# Teddy Now



## Hailee's Herd (Oct 5, 2007)

Here are some pictures of Teddy!  Sorry I haven't shown you any lately, my internet hasn't been working.


----------



## StaceyRosado (Oct 5, 2007)

look at that handsome fellow! 



boy thats a lot of snow too.


----------



## goatnutty (Oct 9, 2007)

omg he's gotten so BIG!


----------



## alyssa_romine (Oct 5, 2007)

he is gorgeous!


----------



## Muddy Creek Farm (Oct 5, 2007)

He is a very pretty erm handsome boy!


----------



## goathappy (Oct 5, 2007)

He is so handsome!! I love GSDs


----------



## Hailee's Herd (Oct 5, 2007)

Thanks everyone!


----------



## PACE (Oct 8, 2007)

Wow, am I seeing the same dog you showed pictures of before??? LOL he's huge!
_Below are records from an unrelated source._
Issue #1008, opened 2016-09-16
add support for $lookup stage 


evanchooly:
[JAVA-1936](https://jira.mongodb.org/browse/JAVA-1936)

PR #1228, opened 2018-02-08
#1008 Support for sub queries in $lookup

telomir:
This pull request aims to provide support for the new 3.6 sub-queries in the $lookup aggregation stage as documented in https://docs.mongodb.com/manual/reference/operator/aggregation/lookup/#join-conditions-and-uncorrelated-sub-queries. Test case is taken from the official documentation at: https://docs.mongodb.com/manual/reference/operator/aggregation/lookup/#join-conditions-and-uncorrelated-sub-queries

Lookin' good :shades:


----------



## Crissa (Oct 7, 2007)

Oh wow! He's so big!


----------



## mystic's_mom (Oct 5, 2007)

Awww what a cutie!!!


----------



## FarmGirl18 (Oct 5, 2007)

Wow he's gotten big!! He's pretty!


----------



## Rachel K (Jan 7, 2008)

He is drop dead gorgeous. I am a huge fan of dogs in general but German Shepherd's have always been my absolute favorite breed. Getting one of my own this year all depends on whether I move to a house or to a apartment ...


----------



## Hailee's Herd (Oct 5, 2007)

Thanks. He is such a great dog, I have to agree that German Shepherds are a really nice breed of dog.


----------